Langit retak, merekahkan cahaya mentari pagi jingga yang bersemangat, sama bersemangatnya dengan para warga yang berharap bahwa salah satu atau ketiga orang yang menjadi sukarelawan upacara itu mendapatkan petuah atau tanda-tanda bagi penyelesaian perkara mereka ini.
Sungguh, ketiganya memberikan kesaksian mimpi yang sama. Mimpi bukan sekadar bunga tidur. Di masa itu, dimana semesta masih begitu luas, dengan rahasia dunia yang sebagian besar diselimuti kegelapan serta manusia harus bersinggungan dengan para mahluk gaib penjaga malam, mimpi adalah alat pembuka takbir. Mimpi dimanfaatkan dengan sedemikian rupa, dengan kebijakan tinggi, dengan penerjemahan yang berakal budi, maka petunjuk pun boleh didapatkan.
Ketiga laki-laki bercerita kepada Datuk Udak, dikelilingi oleh warga seluruhnya bahwa batang pohon raksasa yang menutupi sungai mereka ini dapat dipotong dengan mengiriskan kacip, atau alat pemotong buah pinang, serta alat tenun milik seorang gadis perawan. Namun, sebelumnya batang pohon tersebut harus dicurahi dengan bukti keperawanan sang gadis.
Sosok yang tak dapat mereka lihat dengan baik selain bayangan serupa manusia yang menutupi langit-langit hutan hadir di dalam mimpi mereka, diselimuti dengan mantra yang bahkan terasa terus dibaca di dalam lidah dan bibir mereka.
Masing-masing tersebut menceritakan mimpi mereka dengan fasih dan sama persis.
Datuk Udak mengangguk pelan dengan patunjuk-petunjuk yang disampaikan oleh ketiga pemberi pesan tersebut.
Masalah penggunaan kacip dan alat tenun sangat dapat dipahami oleh warga. Namun, perihal dicurahi dengan bukti keperawanan sang gadis menjadi teka-teki besar bagi mereka yang merasa belum bijak sehingga belum mampu membuka tabir rahasia mimpi tersebut.
“Ampun, Tuanku yang kami hormati, Datuk Udak. Hamba dan warga yang dungu ini hendak dengan lancang unjuk tanya. Mengenai kacip dan alat tenun, serta anak dara yang masih perawan masihlah dapat dipahami oleh kebodohan kami ini. Namun, mengenai syarat bukti keperawanan dan pencurahannya adalah hal yang terlalu besar untuk kami mengerti. Apakah gerangan sesungguhnya hal tersebut, Tuanku Datuk Udak?” tanya Singa Pati Bardat yang mewakili ketidaktahuan rakyat.

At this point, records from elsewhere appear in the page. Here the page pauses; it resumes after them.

PR #197, opened 2015-12-24
New Examples for Posix Threads + Memory Lint Errors

msaxena2:
WIP. Not yet ready.

### DIFF
--- a/examples/simple/Error_Codes.csv
+++ b/examples/simple/Error_Codes.csv
@@ -1,171 +1,171 @@
-,,,
-,The C11 semantic errors follow the template: Error_Type-Error_Code.,,
-,"The Error_Type can be one of: UB (Undefined Behavior), USP (Unspecified Behavior), CV (Constraint Violation), or IMPL (Implementation Specific Behavior)",,
-,The Error_Code is a unique code used to identify a particular error.,,
-,,,
-Error,Description ,References,Type
-UB-CB1,Types of function call arguments aren't compatible with declared types after promotions.,"6.5.2.2:6, J.2:1 item 39",Undefined Behavior
-UB-CB2,Function call has fewer arguments than parameters in function definition.,"6.5.2.2:6, J.2:1 item 38",Undefined Behavior
-UB-CB3,Function call has more arguments than parameters in function definition.,"6.5.2.2:6, J.2:1 item 38",Undefined Behavior
-UB-CB4,Function defined with no parameters called with arguments.,"6.5.2.2:6, J.2:1 item 38",Undefined Behavior
-UB-CCV1,Signed integer overflow.,"6.5:5, J.2:1 item 36",Undefined Behavior
-UB-CCV3,Conversion to integer from float outside the range that can be represented.,"6.3.1.4:1, J.2:1 item 17",Undefined Behavior
-UB-CCV4,Floating-point value outside the range of values that can be represented after conversion.,"6.3.1.5:1, J.2:1 item 18",Undefined Behavior
-UB-CCV5,Casting empty value to type other than void.,"6.3.2.2:1, J.2:1 item 23",Undefined Behavior
-UB-CCV6,Casting void type to non-void type.,"6.3.2.2:1, J.2:1 item 23",Undefined Behavior
-UB-CCV7,Conversion from pointer to integer of a value possibly unrepresentable in the integer type.,"6.3.2.3:6, J.2:1 item 24",Undefined Behavior
-UB-CCV11,Conversion to a pointer type with a stricter alignment requirement (possibly undefined).,"6.3.2.3:7, J.2:1 item 25",Undefined Behavior
-UB-CCV12,Floating-point overflow.,"6.5:5, J.2:1 item 36",Undefined Behavior
-UB-CEA1,A pointer (or array subscript) outside the bounds of an object.,"6.5.6:8, J.2:1 item 46",Undefined Behavior
-UB-CEA5,Computing pointer difference between two different objects.,"6.5.6:9, J.2:1 item 48",Undefined Behavior
-UB-CEA2,Pointer difference outside the range that can be represented by object of type ptrdiff_t.,"6.5.6:9, J.2:1 item 50",Undefined Behavior
-UB-CEA6,"Unspecified value in signed addition, possible overflow.","6.5:5, J.2:1 item 36",Undefined Behavior
-UB-CEB2,The right operand in a bitwise shift is negative.,"6.5.7:3, J.2:1 item 51",Undefined Behavior
-UB-CEB3,The right operand in a bitwise shift is greater than or equal to the bit width of the left operand.,"6.5.7:3, J.2:1 item 51",Undefined Behavior
-UB-CEB4,The left operand in a bitwise left-shift is negative.,"6.5.7:4, J.2:1 item 52",Undefined Behavior
-UB-CEB6,The right operand in a bitwise shift is negative.,"6.5.7:3, J.2:1 item 51",Undefined Behavior
-UB-CEB12,Potential negative zero produced via bitwise operations (this could be a false positive).,"6.2.6.2:4, J.2:1 item 14",Undefined Behavior
-UB-CEB7,The right operand in a bitwise shift is greater than or equal to the bit width of the left operand.,"6.5.7:3, J.2:1 item 51",Undefined Behavior
-UB-CEE2,Indeterminate value used in an expression.,"6.2.4, 6.7.9, 6.8, J.2:1 item 11",Undefined Behavior
-UB-CEE1,Address of an array declared with register storage class used in an expression.,"6.3.2.1:3, J.2:1 item 22",Undefined Behavior
-UB-CEE4,Referring to an object outside of its lifetime.,"6.2.4:2, J.2:1 item 9",Undefined Behavior
-UB-CEE3,Found pointer that refers outside the bounds of an object + 1.,"6.3.2.1:1, J.2:1 item 19",Undefined Behavior
-UB-CEM1,Attempting to access a member in an atomic struct.,"6.5.2.3:5, J.2:1 item 42",Undefined Behavior
-UB-CEM2,Attempting to access a member in an atomic union.,"6.5.2.3:5, J.2:1 item 42",Undefined Behavior
-UB-CEMX1,Division by 0.,"6.5.5:5, J.2:1 item 45",Undefined Behavior
-UB-CEMX2,Modulus by 0.,"6.5.5:5, J.2:1 item 45",Undefined Behavior
-UB-CEMX3,Signed integer overflow.,"6.5:5, J.2:1 item 36",Undefined Behavior
-UB-CER3,Dereferencing a null pointer.,"6.5.3.2:4, J.2:1 item 43",Undefined Behavior
-UB-CER4,Dereferencing a pointer past the end of an array.,"6.5.6:8, J.2:1 item 47",Undefined Behavior
-UB-CERL1,Cannot compare pointers with different base objects using '<'.,"6.5.8:5, J.2:1 item 53",Undefined Behavior
-UB-CERL2,Cannot compare pointers with different base objects using '<='.,"6.5.8:5, J.2:1 item 53",Undefined Behavior
-UB-CERL3,Cannot compare pointers with different base objects using '>'.,"6.5.8:5, J.2:1 item 53",Undefined Behavior
-UB-CERL4,Cannot compare pointers with different base objects using '>='.,"6.5.8:5, J.2:1 item 53",Undefined Behavior
-UB-CMW1,Trying to modify a string literal.,"6.4.5:7, J.2:1 item 33",Undefined Behavior
-UB-CTM1,Variable-length array with length that evaluates to non-positive value at execution.,"6.7.6.2:5, J.2:1 item 75",Undefined Behavior
-UB-ECL3,An object which has been modified is accessed through an expression based on a restrict-qualified pointer and another lvalue not also based on said pointer.,"6.7.3.1:4, J.2:1 item 68",Undefined Behavior
-UB-ECL4,An object which has been modified is accessed through an expression based on a restrict-qualified pointer to a const-qualified type.,"6.7.3.1:4, J.2:1 item 68",Undefined Behavior
-UB-CEER1,Trying to read through a null pointer.,"6.3.2.1:1, J.2:1 item 19",Undefined Behavior
-UB-CEER4,Have a read-write datarace.,"5.1.2.4:25, J.2:1 item 5",Undefined Behavior
-UB-CEER5,Have a write-write datarace.,"5.1.2.4:25, J.2:1 item 5",Undefined Behavior
-UB-CID2,No definition found for identifier .,"6.3.2.1:1, J.2:1 item 19",Undefined Behavior
-UB-EEA1,Assignment from non-exactly-overlapping overlapping read.,"6.5.16.1:3, J.2:1 item 54",Undefined Behavior
-UB-EEA2,Attempt to alias restrict qualified pointers associated with the same block.,"6.7.3.1:4, J.2:1 item 69",Undefined Behavior
-UB-EEA3,Attempt to alias restrict qualified pointers associated with incompatible blocks.,"6.7.3.1:4, J.2:1 item 69",Undefined Behavior
-UB-EEA4,Passing a pointer not to an array object as a function parameter with a static-qualified array size.,"6.7.6.3:7, J.2:1 item 77",Undefined Behavior
-UB-EEA5,Passing a pointer to an array object of fewer elements than required by a function parameter with a static-qualified array size.,"6.7.6.3:7, J.2:1 item 77",Undefined Behavior
-UB-EEC1,Incompatible variably modified types in a conditional expression.,6.7.6.1:6,Undefined Behavior
-UB-EFNC1,Attempt to call the function through a pointer with incompatible type.,"6.5.2.2:9, J.2:1 item 41",Undefined Behavior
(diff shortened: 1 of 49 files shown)


msaxena2:
@dwightguth @grosu Please review.

examples/simple/Error_Codes.csv
```diff
@@ -95,6 +95,14 @@ UB-STDLIB1,"Called realloc on memory not allocated by malloc, or already freed."
 UB-STRING1,Null pointer passed to strcpy.,"7.1.4:1, J.2:1 item 108",Undefined Behavior
 UB-STDLIB2,"Called free on memory not allocated by malloc, or already freed.","7.22.3.3:2, J.2:1 item 179",Undefined Behavior
 UB-TTE1,program requires the formation of a composite type from a variable length array type whose size is specified by an expression that is not evaluated.,"6.2.7:3, J.2:1 item 16",Undefined Behavior
+UB-PTHREAD1,Initializing an already initialiized mutex,POSIX 2008 sec. pthread_mutex_init,Undefined Behavior
```
dwightguth: I'd like to see an extra column with like an X or something in it for those errors that are only caught with RV-Match.

examples/simple/lint/L-EXC3-bad.c
```diff
@@ -0,0 +1,20 @@
...
+
+void func(int number)
+{
+    printf("func called with number: %i\n", number);
+}
+
+int main()
+{
+    void (*func_ptr)(int) = &func;
+    if(func_ptr != ((void *) NULL))
```
dwightguth: I think just NULL should be fine because NULL is usually already of type void *

dwightguth: also I believe the idea behind this error is it occurs with functions that take no arguments when the user has forgotten to add the () that causes the function to actually be invoked. So I think the good example here should be that we are actually calling func().

examples/simple/posix/UB-PTHREAD5-bad.c
```diff
@@ -0,0 +1,17 @@
...
+#include<stdlib.h>
+
+
+pthread_mutex_t * lock_ptr;
+
+
+int main(void)
+{
+    //Calling pthread_mutex_lock without a call to pthread_mutex_init
+    lock_ptr = malloc(sizeof(pthread_mutex_t));
```
dwightguth: I think to make this more interesting what we should do is to initialize the mutex with pthread_mutex_init, but then copy it with memcpy and call the method on the copied mutex.

dwightguth:
looks pretty good. there's a couple things I would do to make this a little more interesting, but otherwise it seems solid to me.

msaxena2:
@dwightguth Please re-review.

dwightguth:
looks good. If the tests pass and @grosu is okay with it go ahead and merge this.

examples/simple/lint/L-CEIE1-good.c
```diff
@@ -0,0 +1,12 @@
...
+
+#include <stdlib.h>
+#include <stdio.h>
+
+int main()
+{
+    int * number_ptr = malloc(sizeof(int));
+    *number_ptr = 10;
+    free(number_ptr);
+    printf("No memory Leaks, Execution Successful\n");
```
grosu: Be uniform: either capitalize all words or none.  In fact, since the bad example was minimal, you can also make this one minimal (ie, remove assignment and printf).  Or did you have a reason for which you added the additional statements?

examples/simple/lint/L-EXC3-bad.c
```diff
@@ -0,0 +1,22 @@
+// Copyright (c) 2015 Runtime Verification, Inc. (RV-Match team). All Rights Reserved.
+
+#include <stdlib.h>
+#include <stdio.h>
+
+void * func()
+{
+    int * retval = malloc(sizeof(int));
+    *retval = 1;
+    return retval;
```
grosu: Don't we have a L-CEIE1 error/warning here, that memory is malloced but not freed?

dwightguth: No because this function is never actually called.

grosu: I would either remove the malloc statement, or otherwise add a comment in the code saying that the function is not called, so no memory leaks, both in the bad and in the good example. That's because some static analysis tools may report an error here, and we do not want them to think that we "missed" the error.  Something as simple as:

// No memory leak reported, because the function is never invoked.

dwightguth: yeah I'd be inclined to just make the function return a pointer to a statically allocated object, eg:
```
int x;
void *func() { return &x; }
```

dwightguth: and then do that for both bad and good

examples/simple/lint/L-STDLIBE2-good.c
```diff
@@ -0,0 +1,15 @@
+// Copyright (c) 2015 Runtime Verification, Inc. (RV-Match team). All Rights Reserved.
+
+#include <stdlib.h>
+#include <stdio.h>
+
+int main()
+{
+    size_t array_size = 20;
```
grosu: Does this need to be size_t instead of int?  One would expect the -good programs to only fix the -bad ones minimally.

dwightguth: good catch

examples/simple/lint/L-STDLIBE3-good.c
```diff
@@ -0,0 +1,15 @@
+// Copyright (c) 2015 Runtime Verification, Inc. (RV-Match team). All Rights Reserved.
+
+#include <stdlib.h>
+#include <stdio.h>
+
+int main()
+{
+    size_t array_size = 20;
```
grosu: same here

examples/simple/posix/UB-PTHREAD2-bad.output
```diff
@@ -0,0 +1,12 @@
+Error: UB-PTHREAD2
+Description: Destroying a locked mutex.
+Locked here:
+  at pthread_mutex_lock(UB-PTHREAD2-bad.c:15)
+  at locker_thread(UB-PTHREAD2-bad.c:15)
+  at <file-scope>(<unknown>)
+
```
grosu: Is this white line necessary?  I initially thought that there are two error messages.  Others may be confused, too.

examples/simple/posix/UB-PTHREAD4-bad.output
```diff
@@ -0,0 +1,12 @@
+Error: UB-PTHREAD4
+Description: Attempting to lock a PTHREAD_MUTEX_DEFAULT mutex that is already locked by the current thread.
+Locked here:
+  at pthread_mutex_lock(UB-PTHREAD4-bad.c:15)
+  at locker_thread(UB-PTHREAD4-bad.c:15)
+  at <file-scope>(<unknown>)
+
```
grosu: same here: is the whiteline necessary, or follows some more general convention?  if not, i would remove it.

examples/simple/posix/UB-PTHREAD5-good.c
```diff
@@ -0,0 +1,19 @@
...
+#include <pthread.h>
+#include <stdlib.h>
+#include <string.h>
+#include <stdio.h>
+
+pthread_mutex_t lock;
+
+int main(void)
+{
+
```
grosu: any reason for this whiteline?  you typically didn;t have whitelines at the beginning of functions.  also, not clear to me when you put one whiteline and when you put more.  no big deal, but in general it is a good idea to follow consistent formatting and rules, because that shows seriousness and professionalism.

examples/simple/posix/UB-PTHREAD2-bad.output
dwightguth: @msaxena2 go ahead and remove this line and I will fix the code in the upcoming pull request I am working on that deals with examples.

examples/simple/posix/UB-PTHREAD6-bad.output
```diff
@@ -0,0 +1,7 @@
+Error: UB-PTHREAD6
+Description: Attempting to unlock a PTHREAD_MUTEX_DEFAULT or PTHREAD_MUTEX_NORMAL mutex which is not robust and which has not been locked by the current thread.
```
grosu: This description is a bit hard to follow.  Can you remove `which is not robust and`?  Since it is an undefined behavior, it is sort of understood that it is not robust.  Or am I misunderstanding it?

examples/simple/posix/UB-PTHREAD6-bad.c
```diff
@@ -0,0 +1,44 @@
...
+#include<stdlib.h>
+
+
+
+pthread_t thread_id;
+pthread_mutex_t lock;
+
+void * locker_thread(void * ptr) 
+{
+    //unlocking an unlocked thread
```
grosu: I am all for such comments, but we should aim at consistency: either we add such comments to all -bad examples, or to none, and we should either start all of them with a capital letter or none, and we should have a period at the end everywhere or nowhere.  actually I'm not very sure about the first, it kind of makes sense to add such comments selectively, where things are tricky.

examples/simple/posix/UB-PTHREAD8-good.c
```diff
@@ -0,0 +1,47 @@
...
+
+   
+    
+    pthread_join(thread_id, NULL);
+    pthread_mutex_destroy(&lock);
+    
+    printf("Successful Execution\n");
+    
+    return 0;
+}
```
grosu: The -good one seems a lot larger and different than the -bad one.  Can they get closer to each other?  I think people will like to see quickly the fix.

examples/simple/posix/UB-PTHREAD6-bad.output
dwightguth: @grosu  a robust mutex is a special type of mutex in POSIX 2008. Attempting to unlock a robust mutex does not result in undefined behavior, hence the error message. If you can think of another way of rephrasing this, I am open to suggestions.

grosu:
I have no other comments.  Very nice examples!  In fact, I think having people go through our canonical examples is a good idea, because they both learn C better and appreciate RV-Match more.  I'm going to add a sentence or two about that in the documentation.  Thank you, guys, very good work!

examples/simple/posix/UB-PTHREAD6-bad.output
grosu: But the type of the error is Undefined behavior.  If this was a warning and the type potentially undesired behavior, then I would have raised no objections.

dwightguth: It is considered undefined behavior, yes. Specifically it is considered undefined by the POSIX 2008 standard to unlock a mutex you do not own and have locked, unless the mutex is a  robust mutex, in which case it is well defined and returns a specific error code.

grosu: OK then.  What I didn't know was that `robust` is a technical term in this context.  Hopefully others will not get confused.

msaxena2:
@dwightguth @grosu Made some more changes. Please re-review.

examples/simple/lint/L-CCVE2-bad.output
```diff
@@ -0,0 +1,5 @@
+Warning: L-CCVE2
+Description: conversion to unsigned integer outside the range that can be represented.
```
grosu: The description is still not capitalized.

dwightguth:
looks good. seems like you addressed all the comments. You tested all the examples and they seem to work as intended? If so, and if @grosu is okay, I am fine with this being merged.

examples/simple/lint/L-CEIE1-bad.c
```diff
@@ -0,0 +1,10 @@
+// Copyright (c) 2015 Runtime Verification, Inc. (RV-Match team). All Rights Reserved.
+
+#include <stdlib.h>
+#include <stdio.h>
+
+int main()
```
grosu: You had two lines before the main function until now, and now you have one line.

@msaxena2 , can you please go through my previous comments and address them one by one, telling whether you took care of it and how, or whether you have not and why?  Otherwise I'm wasting a lot of time re-checking everything that I've already reported.

examples/simple/lint/L-CCVE1-bad.output
```diff
@@ -0,0 +1,5 @@
+Warning: L-CCVE1
+Description: unsigned integer overflow.
```
dwightguth: this and the one @grosu mention should be capitalized. I will make a PR to handle the code change.

examples/simple/lint/L-EXC3-bad.c
```diff
@@ -0,0 +1,21 @@
...
+    return &retval; 
+}
+
+int main()
+{
+    void * (*func_ptr)() = &func;
+    if(func_ptr != NULL)
+    {
+       printf("Hello, World!\n"); 
+
```
grosu: why a white line here?

examples/simple/lint/L-PTHREAD9-bad.output
```diff
@@ -0,0 +1,8 @@
+Warning: L-PTHREAD9
+Description: Terminating a thread while holding lock on mutexes. Locked here:
+  at pthread_mutex_lock(L-PTHREAD9-bad.c:15)
+  at locker_thread(L-PTHREAD9-bad.c:15)
+  at <file-scope>(<unknown>)
+
```
grosu: why whiteline?

examples/simple/lint/L-PTHREAD9-good.c
```diff
@@ -0,0 +1,44 @@
+// Copyright (c) 2015 Runtime Verification, Inc. (RV-Match team). All Rights Reserved.
+
+#include<stdio.h>
+#include<string.h>
+#include<pthread.h>
+#include<stdlib.h>
+
+
```
grosu: why 3 whitelines?

examples/simple/lint/L-STDLIBE2-good.c
grosu: so, do we change this to int or not?

examples/simple/lint/L-STDLIBE2-good.c
```diff
@@ -0,0 +1,15 @@
...
+    int * small_int_array = malloc(array_size * sizeof(int));
+    if(small_int_array != NULL)
+    {
+
```
grosu: why whiteline?

examples/simple/lint/L-STDLIBE3-bad.c
```diff
@@ -0,0 +1,15 @@
+// Copyright (c) 2015 Runtime Verification, Inc. (RV-Match team). All Rights Reserved.
+
+#include <stdlib.h>
+#include <stdio.h>
+
+int main()
+{
+    size_t array_size = 1024 * 1024 * 1024;
```
grosu: int?

examples/simple/posix/UB-PTHREAD1-bad.c
```diff
@@ -0,0 +1,24 @@
...
+
+#include <stdio.h>
+#include <pthread.h>
+#include <stdlib.h>
+
+pthread_mutex_t lock;
+
+int main(void)
+{
+
```
grosu: why whiteline?

examples/simple/posix/UB-PTHREAD6-bad.c
```diff
@@ -0,0 +1,43 @@
...
+int main(void)
+{
+    int err = 0;
+    if (pthread_mutex_init(&lock, NULL) != 0)
+    {
+        printf("\n mutex init failed\n");
+        return 1;
+    }
+
+
```
grosu: 3 whitelines?

examples/simple/lint/L-CEIE1-good.c
msaxena2: I agree the printf was unnecessary; it's been removed.

examples/simple/lint/L-EXC3-bad.c
msaxena2: Malloc has been replaced by a statically allocated object in both -good and -bad versions.

examples/simple/lint/L-STDLIBE2-good.c
msaxena2: for now, I've kept size_t in both good and bad versions. We can change it if needed.

examples/simple/lint/L-CEIE1-bad.c
msaxena2: I've added another whitespace here to adhere to a consistent format, described in one of the later comments.

examples/simple/lint/L-PTHREAD9-good.c
msaxena2: Changed to 2 whitespaces.

examples/simple/lint/L-STDLIBE2-good.c
msaxena2: Removed the whitespace here.

examples/simple/posix/UB-PTHREAD1-bad.c
msaxena2: Addressed by removing the whiteline.

examples/simple/posix/UB-PTHREAD6-bad.c
msaxena2: Addressed by removing the whiteline.

msaxena2:
@grosu @dwightguth Please re-review. Changes made since previous review:
* I've addressed all the whiteline related comments that had been made in the previous review. The files now have 2 whitelines between the last '#include' and the following line of code, and a single whiteline between different function definitions. Within function blocks, I've removed random occurrences of whitelines. I've done this for all files to ensure uniformity.
* Both good and bad version of STDLIBE2, STDLIBE3 now use size_t instead of int. I'm open to reverting them back to int.

grosu:
lgtm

Datuk Udak mengangguk dan tersenyum. “Aku paham dengan kebingunganmu, Bardat. Namun, janganlah kemudian engkau heran dan khawatir. Aku sudah mendapatkan makna dan arti dari petunjuk semesta itu. Tunggulah sejenak dan persiapkan kembali alat-alat pemotong beserta para pemotongnya. Kita akan memulai kembali usaha membelah pohon yang meghanlangi jalan kita itu sebentar lagi.”
Singa Pati Bardat menghela nafas. Ia sudah tidak khawatir lagi karena sudah mendapatkan kejelasan dari Datuk Udak, meskipun tidak sungguh mendapatkan jawaban yang gamblang. Ia segera menjelaskan ini kepada Panglima Singa Pati Bangi dan warga.